Returns:: The ADS Pipeline instance.
Return type:: Pipeline

property description: str

The description of pipeline.

Returns:: The description of pipeline.
Return type:: str

download(to_dir: str, override_if_exists: Optional[bool] = False) → Pipeline

Downloads artifacts from pipeline.

Parameters:

to_dir (str) – Local directory to which the artifacts will be downloaded to.
override_if_exists (bool, optional) – Bool to decide whether to override existing folder/file or not. Defaults to False.

Returns:

The ADS Pipeline instance.

Return type:

Pipeline

property enable_service_log: bool

Enables service log of pipeline.

Returns:: The bool value to enable service log of pipeline.
Return type:: bool

property environment_variable: dict

The environment variables of the pipeline.

Returns:: The environment variables of the pipeline.
Return type:: dict

classmethod from_dict(obj_dict: dict): Initializes the object from a dictionary.

classmethod from_id(id: str) → Pipeline

Creates a pipeline by OCID.

Parameters:: id (str) – The OCID of pipeline.
Returns:: The Pipeline instance.
Return type:: Pipeline

classmethod from_ocid(ocid: str) → Pipeline

Creates a pipeline by OCID.

Parameters:: ocid (str) – The OCID of pipeline.
Returns:: The Pipeline instance.
Return type:: Pipeline

property id: str

The id of the pipeline.

Returns:: The id of the pipeline.
Return type:: str

property kind: str

The kind of the object as showing in YAML.

Returns:: pipeline
Return type:: str

classmethod list(compartment_id: Optional[str] = None, **kwargs) → List[Pipeline]

List pipelines in a given compartment.

Parameters:

compartment_id ((str, optional). Defaults to None.) – The OCID of compartment. If None, the value will be taken from the environment variables.
kwargs – Additional keyword arguments for filtering pipelines. - project_id: str - lifecycle_state: str. Allowed values: “CREATING”, “ACTIVE”, “DELETING”, “FAILED”, “DELETED” - created_by: str - limit: int

Returns:

The list of pipelines.

Return type:

List[Pipeline]

property log_group_id: str

The log group id of the pipeline.

Returns:: The log group id of the pipeline.
Return type:: str

property log_id: str

The log id of the pipeline.

Returns:: The log id of the pipeline.
Return type:: str

property maximum_runtime_in_minutes: int

The maximum runtime in minutes of the pipeline.

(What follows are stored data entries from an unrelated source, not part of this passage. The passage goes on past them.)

PR #805, opened 2022-02-17
[test][fix] adjust test parameter ocrd png

M3ssman:
Just adjust test parameters

### DIFF
--- a/tests/model/test_exif.py
+++ b/tests/model/test_exif.py
@@ -18,7 +18,7 @@ from ocrd_models import OcrdExif
     ('SBB0000F29300010000/data/OCR-D-IMG/FILE_0001_IMAGE.tif',
      2875, 3749, 300, 300, 300, 'inches', 'RGB', 'jpeg'),
     ('kant_aufklaerung_1784-binarized/data/OCR-D-IMG-BIN/BIN_0020.png',
-     1457, 2084, 116, 116, 116 , 'cm', '1', None),
+     1457, 2084, 1, 1, 1 , 'inches', '1', None),
     ('scribo-test/data/OCR-D-PRE-BIN-SAUVOLA/OCR-D-PRE-BIN-SAUVOLA_0001-BIN_sauvola.png',
      2097, 3062, 1, 1, 1, 'inches', '1', None),
     ('leptonica_samples/data/OCR-D-IMG/OCR-D-IMG_1555_007.jpg',


kba (approved):

kba (changes requested):
I am confused, why does this happen for you? It does not for me.

What's your ImageMagick installation? Mine:

```sh
$ identify --version

Version: ImageMagick 6.9.7-4 Q16 x86_64 20170114 http://www.imagemagick.org
Copyright: © 1999-2017 ImageMagick Studio LLC
License: http://www.imagemagick.org/script/license.php
Features: Cipher DPC Modules OpenMP 
Delegates (built-in): bzlib djvu fftw fontconfig freetype jbig jng jpeg lcms lqr ltdl lzma openexr pangocairo png tiff wmf x xml zlib
```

Returns:: The maximum runtime minutes of the pipeline.
Return type:: int

property name: str

The name of the pipeline.

Returns:: The name of the pipeline.
Return type:: str

property project_id: str

The project id of the pipeline.

Returns:: The project id of the pipeline.
Return type:: str

run(display_name: Optional[str] = None, project_id: Optional[str] = None, compartment_id: Optional[str] = None, configuration_override_details: Optional[dict] = None, log_configuration_override_details: Optional[dict] = None, step_override_details: Optional[list] = None, free_form_tags: Optional[dict] = None, defined_tags: Optional[dict] = None, system_tags: Optional[dict] = None) → PipelineRun

Creates an ADS pipeline run.

Parameters:

display_name (str, optional) – The display name to override the one defined previously. Defaults to None.
project_id (str, optional) – The project id to override the one defined previously. Defaults to None.
compartment_id (str, optional) – The compartment id to override the one defined previously. Defaults to None.
configuration_override_details (dict, optional) – The configuration details dictionary to override the one defined previously. Defaults to None. The configuration_override_details contains the following keys: * “type”: str, only “DEFAULT” is allowed. * “environment_variables”: dict, optional, the environment variables * “command_line_arguments”: str, optional, the command line arguments * “maximum_runtime_in_minutes”: int, optional, the maximum runtime allowed in minutes
log_configuration_override_details (dict(str, str), optional) – The log configuration details dictionary to override the one defined previously. Defaults to None. The log_configuration_override_details contains the following keys: * “log_group_id”: str, optional, the log group id * “log_id”: str, optional, the log id
step_override_details (list[PipelineStepOverrideDetails], optional) –
The step details list to override the one defined previously. Defaults to None. The PipelineStepOverrideDetails is a dict which contains the following keys: * step_name: str, the name of step to override * step_configuration_details: dict, which contains:
- ”maximum_runtime_in_minutes”: int, optional
- ”environment_variables”: dict, optional
- ”command_line_arguments”: str, optional
free_form_tags (dict(str, str), optional) – The free from tags dictionary to override the one defined previously. Defaults to None.
defined_tags (dict(str, dict(str, object)), optional) – The defined tags dictionary to override the one defined previously. Defaults to None.
system_tags (dict(str, dict(str, object)), optional) – The system tags dictionary to override the one defined previously. Defaults to None.

Example

# Creates a pipeline run using pipeline configurations
pipeline.run()

# Creates a pipeline run by overriding pipeline configurations
pipeline.run(
    display_name="OverrideDisplayName",
    configuration_override_details={
        "maximum_runtime_in_minutes":30,
        "type":"DEFAULT",
        "environment_variables": {
            "key": "value"
        },
        "command_line_arguments": "ARGUMENT --KEY VALUE",
    },
    log_configuration_override_details={
        "log_group_id": "<log_group_id>"
    },
    step_override_details=[{
        "step_name" : "<step_name>",
        "step_configuration_details" : {
            "maximum_runtime_in_minutes": 200,
            "environment_variables": {
                "1":"2"
            },
            "command_line_arguments": "argument --key value",
        }
    }]
)

Returns:: The ADS PipelineRun instance.
Return type:: PipelineRun

run_list(**kwargs) → List[PipelineRun]

Gets a list of runs of the pipeline.

Returns:: A list of pipeline run instances.
Return type:: List[PipelineRun]

property service_log_id: str

The service log id of pipeline.

Returns:: The service log id of pipeline.
Return type:: str

property shape_config_details: dict

The shape config details of pipeline infrastructure.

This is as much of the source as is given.